Saturday, 19 October 2019

A beginner’s guide to surviving kindergarten

Chances are if you are the parent of a 2 or 3 year old, you've already researched extensively and visited numerous playschools as a prelude to starting your child's learning journey.
Once you've waved off your little one you find
yourself torn by doubts-
 Was it too early to start playschool?  Shouldn't I have spent some more quality time with my baby? 
Will my munchkin be happy away from his favourite toy?
And of course, you don't need a playschool to teach your child to play, thank you very much!
Let me set your hearts at rest, playschool is really a space where the child learns how to navigate physically and emotionally in a social environment.
So here are my top tips for surviving kindergarten.
Kindergarten Survival Tip (KST)1*Making friends* 🤝
Remember the primary reason for your child to be in playschool is for developing social behaviour  and for building emotional resilience.

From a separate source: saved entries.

PR #110, opened 2019-04-15
New passenger restart using systemctl

sanfordd:
This updates the restart command for passenger to using the `systemctl restart passenger` command. Right now with our passenger setup running outside apache and not just placing all the files in `/tmp` using the normal passenger command fails unless we set the `PassengerInstanceRegistryDir`.

The downside to just setting it in capistrano is any future changes in Ansible will cause cap deploys to break. By using the slightly less elegant `systemctl` call we only need to make sure that Ansible builds the systemctl.service file for passenger correctly and any changes will happen in one place.

The change required adding a tweak to the sudoers to allow our deploying user to restart passenger.

### DIFF
--- a/config/deploy.rb
+++ b/config/deploy.rb
@@ -19,6 +19,8 @@ set :deploytag_utc, false
 
 # use 'passenger-config restart-app' to restart passenger
 set :passenger_restart_with_touch, false
+set :passenger_restart_command, 'sudo systemctl restart passenger'
+set :passenger_restart_options, ""
 
 # send some data to whenever
 #set :whenever_identifier, ->{ "#{fetch(:application)}_#{fetch(:stage)}" }


jrochkind:
Works for me if you're okay with giving the unix account deploying with cap that sudo permissions. 

Do you think that's better than just setting `PassengerInstanceRegistryDir` though? 

I'm curious what command it was using before, to document it here... looks like by default it was doing `passenger-config restart-app`. https://github.com/capistrano/passenger  I got no problem with it using `sudo systemctl restart passenger` if you think that's the right command for it to use to restart passenger.

jrochkind:
@sanfordd Is this going to break other passenger admin commands we might want to use?  If so, will just setting `PassengerInstanceRegistryDir` fix all of them too, and might we want to do that instead? I don't know, just asking!

jrochkind:
Cap deploy worked fine with passenger restart with this code.

jrochkind:
Note the relevant informative message from passenger on the original failure, with the alternate workaround:

> passenger-config stderr: *** ERROR: Phusion Passenger doesn't seem to be running. If you are sure that it is running, then the causes of this problem could be one of:

>  1. You customized the instance registry directory using Apache's
    PassengerInstanceRegistryDir option, Nginx's
    passenger_instance_registry_dir option, or Phusion Passenger Standalone's
    --instance-registry-dir command line argument. If so, please set the
    environment variable PASSENGER_INSTANCE_REGISTRY_DIR to that directory
    and run this command again.

PR #112, opened 2019-04-19
PDF derivatives

eddierubeiz:
The code is simpler due to the much more sane way deriv generation is organized in New Thing, but the functionality is exactly the same as in Sufia.

Includes simple tests.


app/derivative_transformers/kithe/vips_cli_pdf_to_jpeg.rb
```diff
@@ -0,0 +1,120 @@
...
+    def call(original)
+      files = (0..2).map {|x| Tempfile.new(["kithe_vips_pdf", ".jpg"])}
+      # Make a slightly smaller thumbnail to accomodate the border we're adding.
+      width_minus_borders = @max_width - (2 * @border_pixels)
+      # Create and sharpen a thumbnail, then add a black border to it.
+      thumbnail( width_minus_borders, original, files[0])
+      sharpen(   width_minus_borders, files[0], files[1])
+      add_border(width_minus_borders, files[1], files[2])
+      # The width of the thumbnail, including the border,
+      # is now exactly @max_width.
```
jrochkind: while Tempfile is theoretically cleaned up by ruby when it gets Garbage Collected, if we know we aren't going to need files[0] or files[1] again, we can make things easier on ruby by calling `files[0].unlink` and `files[1].unlink`

https://ruby-doc.org/stdlib-1.9.3/libdoc/tempfile/rdoc/Tempfile.html#method-i-unlink

Also, nit-picking, but as long as I'm here, it might be less confusing to use individually named local variables. Cleaning up that `map` a bit too...

thumbnail, sharpened_thumb, with_borders_thumb = 3.times.map { Tempfile.new(["kithe_vips_pdf", ".jpg"]) }

jrochkind:
one nitpicky comment. Looks awesome, nice job!

jrochkind:
@eddierubeiz actually also can you add some comments at the top of the class explaining what it does (extract page 1 as jpg, sharpen, add border), and that it is intended/used for PDFs whose page 1 is a text title page. 

(And if you still have any URL references around that you used for reference in figuring out the sharpening etc would be useful to add em, but no need to look for em if you don't have em around still)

Prosocial behaviour such as sharing, helping and cooperation which children use during play will help your child become a fully realised human being. No matter how they play, by themselves or exuberantly with a group they are learning how to work in a group, how to control their impulses so as to not hurt someone else, how to express in acceptable ways their emotions.
KST*2 
Everything is play for a child🤸
If you wonder is this the right program for my baby? use this yardstick from Maria Montessori who said, "One test of the correctness of educational procedure is the happiness of the child.” If your child is happy you've made the right decision!

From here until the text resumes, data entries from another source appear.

PR #114, opened 2019-04-23
Ask travis to cache solr_wrapper solr download directory

jrochkind:
Among other things hoping to avoid getting rate-limited by apache.org for downloading it on every CI build.

### DIFF
--- a/.travis.yml
+++ b/.travis.yml
@@ -16,6 +16,7 @@ cache:
   bundler: true
   directories:
     - /home/travis/.rvm/
+    - ./tmp/solr_dist
 before_install:
   - gem install bundler
 before_script:
--- a/app/indexers/work_indexer.rb
+++ b/app/indexers/work_indexer.rb
@@ -20,7 +20,7 @@ class WorkIndexer < Kithe::Indexer
 
     to_field "text4_tesim", obj_extract("description")
 
-    to_field ["text_no_boost_tesim", "langauge_facet"], obj_extract("language")
+    to_field ["text_no_boost_tesim", "language_facet"], obj_extract("language")
     to_field "text_no_boost_tesim", obj_extract("external_id", "value")
     to_field "text_no_boost_tesim", obj_extract("related_url")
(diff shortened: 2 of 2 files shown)


jrochkind:
It's failing with an error unrelated to this change. It's a Capybara error saying when it tried to click on something, it couldn't, because the something was covered by the admin navbar `<div class="admin-header sticky-top d-flex justify-content-between p-2 mb-4 mt-1 bg-light border">...</div>`. 

OK.. but why is this applying only to this PR, which didn't touch anything related, and not to others with the same HTML?

jrochkind:
Aha, it has no started affecting other PR's. Dont' know what changed, but time to debug it!

jrochkind:
https://github.com/titusfortner/webdrivers/issues/73

jrochkind:
Aha, I did figure out how to figure out what versions of chrome/chromedriver are being used. Indeed on the succesful runs, it was Chrome/chromedriver 73, on the failed runs, it was Chrome/chromedriver 74. 

Chrome is being installed by travis the same way, but this afternoon travis decided to start installing Chrome 74. (Which I think Google Chrome says is still in beta?)  My Mac doesn't even seem to offer me the option of upgrading to Chrome 74. 

On my local Mac, I have Chrome 73. So the difference in Chrome version could be the failure. 

I can try forcing travis to install Chrome 73 instead, if I can figure out how. But we don't want to stay on an old version of Chrome forever, we like that it's always tested on the recent Chrome. (And on your Mac, it will always be tested on whatever version of Chrome you have, with Chrome auto-updating, so it should be recent). 

I'm not sure why the travis "addons: Chrome: stable" directive started installing Chrome 74. I will file a ticket with travis.

jrochkind:
AND I got my MacOS chrome to update to version 74, and indeed it's failing locally for me. 

Something with headless chromedriver API changed between 73 and 74, and broke one of our tests. 

Not an easy thing to debug still, but at least I'm reproducing locally.

jrochkind:
Worked around in #115

jrochkind:
Might as well try it to see if it helps with our travis build times.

Everything in a playschool arouses the child's curiosity- new environment, new faces, new routines, new language, new emotions- making this phase in a child's life the best for multisensory learning. 
KST* 3 Band-aid for a broken heart.☕
If you feel a piece of your heart break as you leave your toddler at playschool, there's only one remedy- go back home, cry if you must, then brew yourself a nice cuppa , put your feet up and savour the quiet interlude- for in a few short hours your little bundle of joy will be home again!
KST*4 Parent love vs. Teacher love🤜🤛
For awhile it might seem that you have been ousted from that pedestal in your child's heart, but no worries it's only temporary. Preschool teachers take delight in helping children become the person they will grow up to be, even though we may never see that wonderful person. Whereas you will always be a part of their lives! You are their first teacher, thank you for your hard work for the first 3 years of their life! Now, let us do what we do as kindergarten teachers, experience joy!😍
KST*5 Don't be a worry wart!😞
As a first time kindy parent, you may experience enormous anxiety about your child's safety. But rest assured, your hovering and offering experiences that are safe and without risk only gives your child an unnatural and sterile activity and ultimately a joyless one. Let them scrape their knees, let them do their own risk assessment, let them sort out a disagreement, let them fail, let them be noisy, let them be kids! 
KST*6 Tear down the behaviour chart!📃
We always expect children to follow the rules we set, but some of them are downright silly!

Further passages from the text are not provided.